While crossing a stream in one part of the town, the trek-touw of one of the wagons became detached leaving them stranded in the middle of the stream, while the oxen plodded peacefully to the other side “much to the amusement gaping and grinning spectators, not one of whom came to the rescue.”

That night they camped on the banks of the Berg River. The following morning they had to negotiate a wooden bridge across the river.

“The Berg River bridge being a lofty wooden structure with a light open railing.”

This was most likely the new Lady Loch Bridge, completed in 1853. This crossing was filled with life threatening danger.

The first team of oxen - more experienced - crossed the bridge with­out incident. The younger team followed, and then panicked.

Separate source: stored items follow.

PR #69, opened 2019-01-22
fix manifest parsing & ftxsgx-runner-cargo should never use coresident signature

akash-fortanix:


fortanix-sgx-tools/src/bin/ftxsgx-runner-cargo.rs
```diff
@@ -29,12 +29,12 @@ struct Target {
...
 #[serde(rename_all = "kebab-case")]
 struct Metadata {
-    fortanix_sgx: Target
+    fortanix_sgx: Option<Target>
 }
 
 #[derive(Deserialize, Debug)]
 struct Package {
-    metadata: Metadata
+    metadata: Option<Metadata>
```
jethrogb: Instead of using `Option`, add `#[derive(Default)]` on `Metadata` and `Target` and `#[serde(default)]` on the fields in `Package` and `Metadata`. This simplifies the code below.

fortanix-sgx-tools/src/bin/ftxsgx-runner-cargo.rs
```diff
@@ -97,7 +99,12 @@ fn run() -> Result<(), Error> {
     run_command(sgxs_append_command)?;
 
     let mut ftxsgx_runner_command = Command::new("ftxsgx-runner");
-    ftxsgx_runner_command.arg(&bin_with_ext);
+    ftxsgx_runner_command.arg(&bin_with_ext)
+        .arg("--signature")
+        .arg("dummy");
+
+    println!("{:?}", ftxsgx_runner_command);
```
jethrogb: Remove

fortanix-sgx-tools/src/bin/ftxsgx-runner.rs
```diff
@@ -7,38 +7,61 @@
...
-            ); // extra newline
-            bail!("Missing <ENCLAVE> parameter on command line");
-        }
-    };
+    let default_signature_value = format!("{:?}", &Signature::coresident);
+
+    let args = App::new("ftxsgx-runner")
+        .arg(
+            Arg::with_name("file")
+                .index(1)
```
jethrogb: I think it might not be necessary to call `index`

fortanix-sgx-tools/src/bin/ftxsgx-runner.rs
```diff
@@ -7,38 +7,61 @@
...
-                .and_then(|p| Path::new(p).file_name())
-                .map(|p| Path::new(p).display().to_string());
-            eprintln!(
-                "Usage: {} <ENCLAVE>\n",
-                cmdname.unwrap_or("ftxsgx-runner".into())
-            ); // extra newline
-            bail!("Missing <ENCLAVE> parameter on command line");
-        }
-    };
+    let default_signature_value = format!("{:?}", &Signature::coresident);
```
jethrogb: According to the docs, `arg_enum!` will implement `Display`, so you should just be able to do `Signature::coresident.to_string()`

fortanix-sgx-tools/src/bin/ftxsgx-runner.rs
```diff
@@ -7,38 +7,61 @@
...
+
+    let args = App::new("ftxsgx-runner")
```
jethrogb: I prefer the macro syntax but it's up to you

fortanix-sgx-tools/src/bin/ftxsgx-runner.rs
```diff
@@ -7,38 +7,61 @@
...
         .context("While opening SGX device")?
         .einittoken_provider(AesmClient::new())
         .build();
-    let enclave = Command::new(&file, &mut device).context("While loading SGX enclave")?;
+
+    let mut enclave_builder = EnclaveBuilder::new(file.as_ref());
+
+    match signature {
+        "dummy"=> { enclave_builder.dummy_signature(); }
+        _ => ()
```
jethrogb: `coresident` is not the same as not calling any XXX_signature function on the builder

fortanix-sgx-tools/src/bin/ftxsgx-runner-cargo.rs
akash-fortanix: Done

fortanix-sgx-tools/src/bin/ftxsgx-runner-cargo.rs
akash-fortanix: Done

fortanix-sgx-tools/src/bin/ftxsgx-runner.rs
akash-fortanix: True, removed.

fortanix-sgx-tools/src/bin/ftxsgx-runner.rs
akash-fortanix: Done

fortanix-sgx-tools/src/bin/ftxsgx-runner.rs
akash-fortanix: Unchanged

fortanix-sgx-tools/src/bin/ftxsgx-runner.rs
```diff
@@ -7,38 +7,61 @@
...
         .context("While opening SGX device")?
         .einittoken_provider(AesmClient::new())
         .build();
-    let enclave = Command::new(&file, &mut device).context("While loading SGX enclave")?;
+
+    let mut enclave_builder = EnclaveBuilder::new(file.as_ref());
+
+    match signature {
+        "dummy"=> { enclave_builder.dummy_signature(); },
+        "coresident" => { enclave_builder.coresident_signature().context("While loading coresident signature")?; },
```
jethrogb: Ok but now I can't get the default behavior. Maybe make the argument optional (instead of having a default)? You can so something like this:
```rust
match args.value_of("signature").map(|v| v.parse().unwrap()) {
    Some(Signature::coresident) => ...,
    Some(Signature::dummy) => ...,
    None => ...,
}
```

akash-fortanix: Done

PR #78, opened 2019-01-28
Enhancing gdb.py script to show backtrace for an abort.

VardhanThigle:
## Overview:
With this chage, To get a back trace in case of an abort, the user has to source gdb.py and,
call `sgxstate auto [<executable path>]`
### auto subcommand
1. It needs tcs address to be present in rbx register.
2. It calls `sgxstate tcs $rbx`
3. We can optionally provide path to the executable, in which case it will load the symbols.
### Runner:
In case of a panic, the enclave-runner would raise sigtrap with tcs address in Rbx.
In case there is no gdb attached, the runner's signal handler will continue execution.

### DIFF
--- a/enclave-runner/src/usercalls/mod.rs
+++ b/enclave-runner/src/usercalls/mod.rs
@@ -4,6 +4,9 @@
  * License, v. 2.0. If a copy of the MPL was not distributed with this
  * file, You can obtain one at http://mozilla.org/MPL/2.0/. */
 
+extern crate libc;
+extern crate nix;
+
 use std::alloc::{GlobalAlloc, Layout, System};
 use std::cell::RefCell;
 use std::collections::VecDeque;
@@ -24,12 +27,17 @@ use fnv::FnvHashMap;
 use fortanix_sgx_abi::*;
 
 use sgxs::loader::Tcs as SgxsTcs;
+lazy_static! {
+    static ref DEBUGGER_TOGGLE_SYNC: Mutex<()> = Mutex::new(());
+}
 
 pub mod abi;
 mod interface;
 
 use self::abi::dispatch;
 use self::interface::{Handler, OutputBuffer};
+use self::libc::*;
+use self::nix::sys::signal;
 use loader::{EnclavePanic, ErasedTcs};
 use tcs;
 
@@ -231,7 +239,7 @@ struct RunningTcs {
 
 enum EnclaveKind {
     Command(Command),
-    Library(Library)
+    Library(Library),
 }
 
 struct Command {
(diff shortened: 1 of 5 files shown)


enclave-runner/src/usercalls/mod.rs
```diff
@@ -411,6 +419,61 @@ enum EnclaveEntry {
...
+}
+
+fn debugger_toggle(tcs: usize) {
+    let _g = DEBUGGER_TOGGLE_SYNC.lock().unwrap();
+    let hdl = self::signal::SigHandler::SigAction(handle_trap);
+    let sig_action = signal::SigAction::new(hdl, signal::SaFlags::empty(), signal::SigSet::empty());
+    // Synchronized
+    unsafe {
+        let old = signal::sigaction(signal::SIGTRAP, &sig_action).unwrap();
+        println!("TCS Addr is {:x}", tcs);
```
jethrogb: Remove stray print

enclave-runner/src/usercalls/mod.rs
```diff
@@ -411,6 +419,61 @@ enum EnclaveEntry {
...
+    RSP,
+    RIP,
+    EFL,
+    CSGSFS, /* Actually short cs, gs, fs, __pad0. */
+    ERR,
+    TRAPNO,
+    OLDMASK,
+    CR2,
+}
+extern "C" fn handle_trap(_signo: c_int, _info: *mut siginfo_t, context: *mut c_void) {
```
jethrogb: Add comment explaining what this does

enclave-runner/src/usercalls/mod.rs
```diff
@@ -411,6 +419,61 @@ enum EnclaveEntry {
...
+        let rip = &mut context.uc_mcontext.gregs[Greg::RIP as usize];
+        let inst: *const u8 = *rip as _;
+        if *inst == 0xcc {
+            *rip += 1;
+        }
+    }
+    return;
+}
+
+fn debugger_toggle(tcs: usize) {
```
jethrogb: Rename: `trap_attached_debugger`

jethrogb: Add comment how this works

scripts/gdb.py
```diff
@@ -43,6 +44,20 @@ def find_vma_base(addr):
         return start-offset
   return None
 
+def get_text_offset(file_name):
+  #command=['readelf', '-SW', file_name]
```
jethrogb: Can you not make it work with an array? It would be better to avoid string parsing by the shell

scripts/gdb.py
```diff
@@ -43,6 +44,20 @@ def find_vma_base(addr):
...
+  command="readelf -SW {}".format(file_name)
+  proc = Popen(command, stdout=PIPE, stderr=PIPE, shell=True)
+  sections, err = proc.communicate()
+  if proc.returncode != 0:
+      raise Exception("ELF Read Error")
+  for line in sections.decode('utf-8').rstrip().split('\n'):
+      if ".text" in line:
+          text_info = line.split()
+          break
+  offset=text_info[5]
```
jethrogb: Add comment:
```
0 1    2    3    4       5
  [Nr] Name Type Address Off
```

scripts/gdb.py
```diff
@@ -128,6 +143,17 @@ def invoke (self, arg, from_tty):
...
+    elif args[0] == 'auto':
+      """
+      This should be called after the runner signals SIGTRAP with tcs address in RBX.
+      The user could optionally provide path to the executable, in which case the symbol mapping will be loaded.
+      """
+      tcs=int(gdb.parse_and_eval("$rbx"));
+      gdb.execute("sgxstate tcs {}".format(tcs))
+      if len(args) >= 2:
+          offset=get_text_offset(args[1])
+          address=find_vma_base(tcs) + int(offset, 16)
```
jethrogb: Do `int(offset ,16)` inside `get_text_offset`

scripts/gdb.py
```diff
@@ -43,6 +44,20 @@ def find_vma_base(addr):
...
+def get_text_offset(file_name):
+  #command=['readelf', '-SW', file_name]
+  command="readelf -SW {}".format(file_name)
+  proc = Popen(command, stdout=PIPE, stderr=PIPE, shell=True)
+  sections, err = proc.communicate()
+  if proc.returncode != 0:
+      raise Exception("ELF Read Error")
+  for line in sections.decode('utf-8').rstrip().split('\n'):
+      if ".text" in line:
+          text_info = line.split()
```
jethrogb: Split first, then check if `text_info[2] == ".text"`

enclave-runner/src/usercalls/mod.rs
```diff
@@ -24,12 +27,17 @@ use fnv::FnvHashMap;
 use fortanix_sgx_abi::*;
 
 use sgxs::loader::Tcs as SgxsTcs;
+lazy_static! {
+    static ref DEBUGGER_TOGGLE_SYNC: Mutex<u8> = Mutex::new(0);
```
jethrogb: `Mutex<()>`

scripts/gdb.py
VardhanThigle: Thanks. That works too. Was not sure which one would be more preferable.
Is the non shell mode better to avoid shell interpreting stuff like "*" ?

jethrogb: Exactly

scripts/gdb.py
VardhanThigle: Actually there is one potential problem (number of digits could change column position):
```
0  1  2                 3                         4           5
[  1] .text             PROGBITS         0000000000000240  00000240
```
I guess I should strip the part before section name to make it simpler? Let me know your thoughts.

jethrogb: I see. Then, use a regular expression

scripts/gdb.py
VardhanThigle: might have changed with regular expressions, please let me know after I push the code.

scripts/gdb.py
```diff
@@ -43,6 +44,29 @@ def find_vma_base(addr):
...
+          # 0     1    2    3       4
+          # [Nr]  Name Type Address Off
+          text_info=re.split('^\s+\[\s*(\d+)\]\s+(\.text)\s+(\S+)\s+([0-9a-fA-F]+)\s+([0-9a-fA-F]+)\s', line)
+          break
+
+  # text_info layout
+  # 0  1    2    3    4       5
+  # '' Nr   Name Type Address Off
+  offset = int(text_info[5], 16)
+  return offset
```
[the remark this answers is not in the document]
VardhanThigle: Works. Thanks a lot.

VardhanThigle:
r=jerhrogb

VardhanThigle:
r=jethrogb

VardhanThigle:
bors r=jethrogb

“We came to a dead stand before we had proceeded many yards... with great effort we kept the wagon in the centre of the narrow bridge until the trembling animals were unyoked, then urged across by the impulsive power of a new terror in the shape of the lash.”

The older more experienced team of oxen - “all experienced travellers, fearing nothing” - were then brought in to complete the crossing.

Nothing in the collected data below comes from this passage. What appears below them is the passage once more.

PR #85, opened 2019-01-29
Resolve deadlock in enclave-runner when joining on panicked threads in the enclave

jethrogb:


jethrogb:
Self-reviewing because we need this to land before the release

bors r+

PR #89, opened 2019-02-01
Win ftx runner

parthsane:
This still requires a cargo update before it can build the runner

### DIFF
--- a/aesm-client/Cargo.toml
+++ b/aesm-client/Cargo.toml
@@ -34,12 +34,18 @@ lazy_static = "1"          # MIT/Apache-2.0
 protobuf = "1.2.2"         # MIT/Apache-2.0
 failure = "0.1.1"          # MIT/Apache-2.0
 failure_derive = "0.1.1"   # MIT/Apache-2.0
+
+[target.'cfg(unix)'.dependencies]
 # We require a version of unix-socket with the following change:
 # https://github.com/rust-lang-nursery/unix-socket/pull/30 . Alternatively, in
 # the future, https://github.com/rust-lang/rust/issues/42048 might provide std
 # support. In addition, we need UnixStream::connect_timeout, which may be
 # provided by https://github.com/rust-lang/rust/issues/53615.
 unix_socket2 = "0.5.4"     # MIT/Apache-2.0
+
+[target.'cfg(windows)'.dependencies]
+winapi = { version = "0.3.7", features = ["combaseapi", "enclaveapi", "memoryapi", "objbase"] }
+sgx-isa = { version = "0.3.0", path = "../sgx-isa" }
 
 [build-dependencies]
 protoc-rust = "1.4" # MIT/Apache-2.0
--- a/aesm-client/src/imp/windows.rs
+++ b/aesm-client/src/imp/windows.rs
@@ -1,0 +1,393 @@
+use std::io::{Error as IoError, ErrorKind, Result as IoResult};
+use std::ptr;
+
+use winapi::_core::ffi::c_void;
+use winapi::shared::basetsd::UINT32;
+use winapi::shared::guiddef::{CLSID, IID};
+use winapi::shared::minwindef::ULONG;
+use winapi::shared::ntdef::HRESULT;
+use winapi::shared::winerror::SUCCEEDED;
+use winapi::um::combaseapi::{CoCreateInstance, CoInitializeEx, CoUninitialize, CLSCTX_ALL};
+use winapi::um::objbase::{COINIT_DISABLE_OLE1DDE, COINIT_MULTITHREADED};
+
+use error::{Error, Result};
+use {QuoteInfo, QuoteResult, QuoteType};
+
+type AesmError = UINT32;
+
+#[repr(C)]
+#[derive(Debug, Copy, Clone)]
+struct InnerAesmInterface {
+    vtbl: *mut AesmInterfaceVtbl,
+}
+
+#[repr(C)]
+#[derive(Copy, Clone)]
+struct AesmInterfaceVtbl {
+    query_interface: Option<
+        unsafe extern "system" fn(
+            this: *mut InnerAesmInterface,
+            riid: *const IID,
+            object: *mut *mut ::std::os::raw::c_void,
+        ) -> HRESULT,
+    >,
+    add_ref: Option<unsafe extern "system" fn(this: *mut InnerAesmInterface) -> ULONG>,
+    release: Option<unsafe extern "system" fn(this: *mut InnerAesmInterface) -> ULONG>,
+    get_license_token: Option<
+        unsafe extern "system" fn(
+            this: *mut InnerAesmInterface,
+            mrenclave: *const u8,
+            mrenclave_size: u32,
+            public_key: *const u8,
+            public_key_size: u32,
+            se_attributes: *const u8,
+            se_attributes_size: u32,
+            lictoken: *mut u8,
+            lictoken_size: u32,
+            result: *mut AesmError,
+        ) -> HRESULT,
+    >,
+    init_quote: Option<
+        unsafe extern "system" fn(
+            this: *mut InnerAesmInterface,
+            target_info: *mut u8,
+            target_info_size: u32,
+            gid: *mut u8,
+            gid_size: u32,
+            result: *mut AesmError,
+        ) -> HRESULT,
+    >,
+    get_quote: Option<
+        unsafe extern "system" fn(
+            this: *mut InnerAesmInterface,
+            report: *const u8,
+            report_size: u32,
+            type_: u32,
+            spid: *const u8,
+            spid_size: u32,
+            nonce: *const u8,
+            nonce_size: u32,
+            sig_rl: *const u8,
+            sig_rl_size: u32,
+            qe_report: *mut u8,
+            qe_report_size: u32,
+            quote: *mut u8,
+            buf_size: u32,
+            result: *mut AesmError,
+        ) -> HRESULT,
+    >,
+    create_session: Option<
+        unsafe extern "system" fn(
+            this: *mut InnerAesmInterface,
+            session_id: *mut u32,
+            se_dh_msg1: *mut u8,
+            se_dh_msg1_size: u32,
+            result: *mut AesmError,
+        ) -> HRESULT,
+    >,
+    exchange_report: Option<
+        unsafe extern "system" fn(
+            this: *mut InnerAesmInterface,
+            session_id: u32,
+            se_dh_msg2: *mut u8,
+            se_dh_msg2_size: u32,
+            se_dh_msg3: *mut u8,
+            se_dh_msg3_size: u32,
+            result: *mut AesmError,
+        ) -> HRESULT,
+    >,
+    close_session: Option<
+        unsafe extern "system" fn(
+            this: *mut InnerAesmInterface,
+            session_id: u32,
+            result: *mut AesmError,
+        ) -> HRESULT,
+    >,
+    invoke_service: Option<
+        unsafe extern "system" fn(
+            this: *mut InnerAesmInterface,
+            pse_message_req: *mut u8,
+            pse_message_req_size: u32,
+            pse_message_resp: *mut u8,
+            pse_message_resp_size: u32,
+            result: *mut AesmError,
+        ) -> HRESULT,
+    >,
+    report_attestation_status: Option<
+        unsafe extern "system" fn(
+            this: *mut InnerAesmInterface,
+            platform_info: *mut u8,
+            platform_info_size: u32,
+            attestation_status: u32,
+            update_info: *mut u8,
+            update_info_size: u32,
+            result: *mut AesmError,
+        ) -> HRESULT,
+    >,
+    get_ps_cap: Option<
+        unsafe extern "system" fn(
+            this: *mut InnerAesmInterface,
+            ps_cap: *mut u64,
+            result: *mut AesmError,
+        ) -> HRESULT,
+    >,
+    sgx_register: Option<
+        unsafe extern "system" fn(
+            this: *mut InnerAesmInterface,
+            white_list_cert: *mut u8,
+            white_list_cert_size: u32,
+            registration_data_type: u32,
+            result: *mut AesmError,
+        ) -> HRESULT,
+    >,
+    proxy_setting_assist: Option<
+        unsafe extern "system" fn(
+            this: *mut InnerAesmInterface,
+            proxy_info: *mut u8,
+            proxy_size: u32,
+            result: *mut AesmError,
+        ) -> HRESULT,
+    >,
+    query_sgx_status: Option<
+        unsafe extern "system" fn(
+            this: *mut InnerAesmInterface,
+            sgx_status: *mut u32,
+            result: *mut AesmError,
+        ) -> HRESULT,
+    >,
+    get_whitelist_size: Option<
+        unsafe extern "system" fn(
+            this: *mut InnerAesmInterface,
+            white_list_size: *mut u32,
+            result: *mut AesmError,
+        ) -> HRESULT,
+    >,
+    get_white_list: Option<
+        unsafe extern "system" fn(
+            this: *mut InnerAesmInterface,
+            white_list: *mut u8,
+            buf_size: u32,
+            result: *mut AesmError,
+        ) -> HRESULT,
+    >,
+    get_sec_domain_id: Option<
+        unsafe extern "system" fn(
+            this: *mut InnerAesmInterface,
+            sec_domain_id: *mut u32,
+            result: *mut AesmError,
+        ) -> HRESULT,
+    >,
+    switch_sec_domain: Option<
+        unsafe extern "system" fn(
+            this: *mut InnerAesmInterface,
+            sec_domain_id: u32,
+            result: *mut AesmError,
+        ) -> HRESULT,
+    >,
+    get_epid_provision_status: Option<
+        unsafe extern "system" fn(
+            this: *mut InnerAesmInterface,
+            epid_pr_status: *mut u32,
+            result: *mut AesmError,
+        ) -> HRESULT,
+    >,
+    get_platform_service_status: Option<
+        unsafe extern "system" fn(
+            this: *mut InnerAesmInterface,
+            pse_status: *mut u32,
+            result: *mut AesmError,
+        ) -> HRESULT,
+    >,
+}
+
+const CLSID_AESMINTERFACE: CLSID = CLSID {
+    Data1: 0x82367CAB,
+    Data2: 0xF2B9,
+    Data3: 0x461A,
+    Data4: [0xB6, 0xC6, 0x88, 0x9D, 0x13, 0xEF, 0xC6, 0xCA],
+};
+const IID_IAESMINTERFACE: IID = IID {
+    Data1: 0x50AFD900,
+    Data2: 0xF309,
+    Data3: 0x4557,
+    Data4: [0x8F, 0xCB, 0x10, 0xCF, 0xAB, 0x80, 0x2C, 0xDD],
+};
+
+trait HresultExt: Sized {
+    fn into_io_error(self) -> IoResult<Self>;
+}
+
+impl HresultExt for HRESULT {
+    fn into_io_error(self) -> IoResult<HRESULT> {
+        if SUCCEEDED(self) {
+            Ok(self)
+        } else {
+            Err(IoError::from_raw_os_error(self))
+        }
+    }
+}
+
+#[derive(Clone, Debug, Default)]
+pub struct AesmClient {
+    _private: (),
+}
+
+struct AesmInterface {
+    inner: *mut InnerAesmInterface,
+}
+
+impl Drop for AesmInterface {
+    fn drop(&mut self) {
+        unsafe {
+            if let Some(release) = (*(*self.inner).vtbl).release {
+                release(self.inner);
+            }
+            CoUninitialize();
+        }
+    }
+}
+
+impl AesmClient {
+    pub fn new() -> Self {
+        Default::default()
+    }
+
+    pub fn try_connect(&self) -> Result<()> {
+        self.create_instance().map(|_| ())
+    }
+
+    fn create_instance(&self) -> Result<AesmInterface> {
+        let mut interface: *mut InnerAesmInterface = std::ptr::null_mut();
+        unsafe {
+            CoInitializeEx(
+                ptr::null_mut(),
+                COINIT_MULTITHREADED | COINIT_DISABLE_OLE1DDE,
+            )
+            .into_io_error()
+            .map_err(|e| {
+                IoError::new(ErrorKind::Other, format!("Failed to initialize COM: {}", e))
+            })?;
+
+            CoCreateInstance(
+                &CLSID_AESMINTERFACE,
+                ptr::null_mut(),
+                CLSCTX_ALL,
+                &IID_IAESMINTERFACE,
+                &mut interface as *mut _ as *mut *mut c_void,
+            )
+            .into_io_error()
+            .map_err(|e| {
+                if let Some(release) = (*(*interface).vtbl).release {
+                    release(interface);
+                }
+                CoUninitialize();
+                IoError::new(
+                    ErrorKind::Other,
+                    format!("Fail to create Aesm Interface {}", e),
+                )
+            })?;
+        }
+        Ok(AesmInterface { inner: interface })
+    }
+
+    pub fn init_quote(&self) -> Result<QuoteInfo> {
+        let mut target_info: Vec<u8> = vec![0; sgx_isa::Targetinfo::UNPADDED_SIZE];
+        let mut gid: Vec<u8> = vec![0; 4];
+        let mut error: AesmError = 0;
+        unsafe {
+            let interface = self.create_instance()?;
+            if let Some(init_quote) = (*(*interface.inner).vtbl).init_quote {
+                init_quote(
+                    interface.inner,
+                    target_info.as_mut_ptr(),
+                    target_info.len() as _,
+                    gid.as_mut_ptr(),
+                    gid.len() as _,
+                    &mut error as _,
+                )
+                .into_io_error()?;
+                if error != 0 {
+                    return Err(Error::AesmCode(error.into()));
+                }
+            }
+        }
+        let quote_info: QuoteInfo = QuoteInfo { target_info, gid };
+
+        return Ok(quote_info);
+    }
+
+    pub fn get_quote(
+        &self,
+        session: &QuoteInfo,
+        report: Vec<u8>,
+        spid: Vec<u8>,
+        sig_rl: Vec<u8>,
+    ) -> Result<QuoteResult> {
+        use sgx_isa::Report;
+        let nonce = [0u8; 64];
+        let quote_buffer_size = session.quote_buffer_size(&sig_rl);
+        let mut qe_report: Vec<u8> = vec![0; Report::UNPADDED_SIZE];
+        let mut quote: Vec<u8> = vec![0; quote_buffer_size as usize];
+        let mut error: AesmError = 0;
+
+        unsafe {
+            let interface = self.create_instance()?;
+            if let Some(get_quote) = (*(*interface.inner).vtbl).get_quote {
+                get_quote(
+                    interface.inner,
+                    report.as_ptr(),
+                    report.len() as _,
+                    QuoteType::Linkable.into(),
+                    spid.as_ptr(),
+                    spid.len() as _,
+                    nonce.as_ptr(),
+                    nonce.len() as _,
+                    sig_rl.as_ptr(),
+                    sig_rl.len() as _,
+                    qe_report.as_mut_ptr(),
+                    qe_report.len() as _,
+                    quote.as_mut_ptr(),
+                    quote_buffer_size,
+                    &mut error as _,
+                )
+                .into_io_error()?;
+                if error != 0 {
+                    return Err(Error::AesmCode(error.into()));
+                }
+            }
+        }
+        return Ok(QuoteResult::new(quote, qe_report));
+    }
+
+    pub fn get_launch_token(
+        &self,
+        mr_enclave: Vec<u8>,
+        signer_modulus: Vec<u8>,
+        attributes: Vec<u8>,
+    ) -> Result<Vec<u8>> {
+        let mut licence_token = vec![0; sgx_isa::Einittoken::UNPADDED_SIZE];
+        let mut error: AesmError = 0;
+        unsafe {
+            let interface = self.create_instance()?;
+            if let Some(get_license_token) = (*(*interface.inner).vtbl).get_license_token {
+                get_license_token(
+                    interface.inner,
+                    mr_enclave.as_ptr(),
+                    mr_enclave.len() as _,
+                    signer_modulus.as_ptr(),
+                    signer_modulus.len() as _,
+                    attributes.as_ptr(),
+                    attributes.len() as _,
+                    licence_token.as_mut_ptr(),
+                    licence_token.len() as _,
+                    &mut error as _,
+                )
+                .into_io_error()?;
+                if error != 0 {
+                    return Err(Error::AesmCode(error.into()));
+                }
+            }
+        }
+        return Ok(licence_token);
+    }
+}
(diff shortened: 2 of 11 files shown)


sgxs-loaders/src/enclaveapi/mod.rs
```diff
@@ -0,0 +1,268 @@
+use std::{mem, ptr};
```
jethrogb: Run `rustfmt` on this file

sgxs-loaders/src/enclaveapi/mod.rs
```diff
@@ -0,0 +1,268 @@
...
+
+        if eadd
+            .secinfo
+            .flags
+            .intersects(SecinfoFlags::PENDING | SecinfoFlags::MODIFIED | SecinfoFlags::PR)
+        {
+            return Err(Error::Add(ErrorKind::InvalidInput.into()));
+        }
+        let mut flags : winapi::shared::minwindef::DWORD = 0;
+        match (eadd.secinfo.flags & (SecinfoFlags::R | SecinfoFlags::W | SecinfoFlags::X)).bits() as u8 {
```
jethrogb: `as u8` is not necessary

sgxs-loaders/src/enclaveapi/mod.rs
```diff
@@ -0,0 +1,268 @@
...
+            0b000 => {},
+            0b001 => flags = PAGE_READONLY,
+            0b010 => {return Err(Error::Add(ErrorKind::InvalidInput.into()))},
+            0b011 => flags = PAGE_READWRITE,
+            0b100 => flags = PAGE_EXECUTE,
+            0b101 => flags = PAGE_EXECUTE_READ,
+            0b110 => {return Err(Error::Add(ErrorKind::InvalidInput.into()))},
+            0b111 => flags = PAGE_EXECUTE_READWRITE,
+            0b1000...255 => unreachable!(),
```
jethrogb: You can write `0b1000...std::u64::MAX`

sgxs-loaders/src/enclaveapi/mod.rs
jethrogb: Write `let mut flags = match ...`

sgxs-loaders/src/enclaveapi/mod.rs
```diff
@@ -0,0 +1,268 @@
...
+                if eadd.secinfo.flags.contains(SecinfoFlags::R | SecinfoFlags::W | SecinfoFlags::X) {
+                    return Err(Error::Add(ErrorKind::InvalidInput.into()))
+                }
+                // NOTE: For some reason the windows API needs the Read flag set but then removes it
+                flags = PAGE_ENCLAVE_THREAD_CONTROL|PAGE_READWRITE;
+            },
+            _ => return Err(Error::Add(ErrorKind::InvalidInput.into())),
+        }
+        match chunks.0 {
+            0 => flags = flags | PAGE_ENCLAVE_UNVALIDATED,
```
jethrogb: `flags |= ...`

sgxs-loaders/src/enclaveapi/mod.rs
```diff
@@ -0,0 +1,268 @@
...
+            0xffff => {}
+            _ => return Err(Error::Add(ErrorKind::InvalidInput.into())),
```
jethrogb: `IoError::new(ErrorKind::Other, "Partially-measured pages not supported on Windows")`

sgxs-loaders/src/enclaveapi/mod.rs
```diff
@@ -0,0 +1,268 @@
...
+            0b1000...255 => unreachable!(),
+        }
+
+        match PageType::from_repr(eadd.secinfo.flags.page_type()) {
+            Some(PageType::Reg) => {}
+            Some(PageType::Tcs) => {
+                if eadd.secinfo.flags.contains(SecinfoFlags::R | SecinfoFlags::W | SecinfoFlags::X) {
+                    return Err(Error::Add(ErrorKind::InvalidInput.into()))
+                }
+                // NOTE: For some reason the windows API needs the Read flag set but then removes it
```
jethrogb: I don't remember the exact details, but I believe it's like this, is that right? You *must* call `LoadEnclaveData` with `PAGE_ENCLAVE_THREAD_CONTROL|PAGE_READWRITE` but Windows will call EADD with only `SecinfoFlags::R`? If that is the case, the error checking here is not sufficient.

sgxs-loaders/src/enclaveapi/mod.rs
```diff
@@ -0,0 +1,268 @@
...
+            0xffff => {}
+            _ => return Err(Error::Add(ErrorKind::InvalidInput.into())),
+        }
+        unsafe {
+            let mut data_loaded : usize = 0;
+            let curhandle: HANDLE = GetCurrentProcess();
+            let ret = LoadEnclaveData(
+                curhandle,
+                (mapping.base + eadd.offset) as _,
+
```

It was spring, and a “vley” near Saron was filled with red watsonias. Getting two heavy oxwagons through the vlei was another matter: “We were well bespattered with mud before we succeeded in extricating ourselves from the boggy soil”, he writes.

As they moved further north the landscape became more arid. Travelling mostly by night to save the animals, they suffered extreme heat and thirst, and worried about the absence of adequate grazing for the exhausted cattle.

This account would have been little more than an interesting travelogue were it not for a footnote Rev Joseph Tindall’s journal.

Tindall writes, “I feel great concern for Mr Ridgill and the Warm Bath people (Namibia). The cattle disease having been brought to the station by him, the people shun him and the station, as they would the plague. In consequence they are widely scattered and are as sheep without a shepherd”.

Ridgill eventually capitulated and left the mission station in 1858. He makes no mention of this personal tragedy in his article, making his story that more poignant.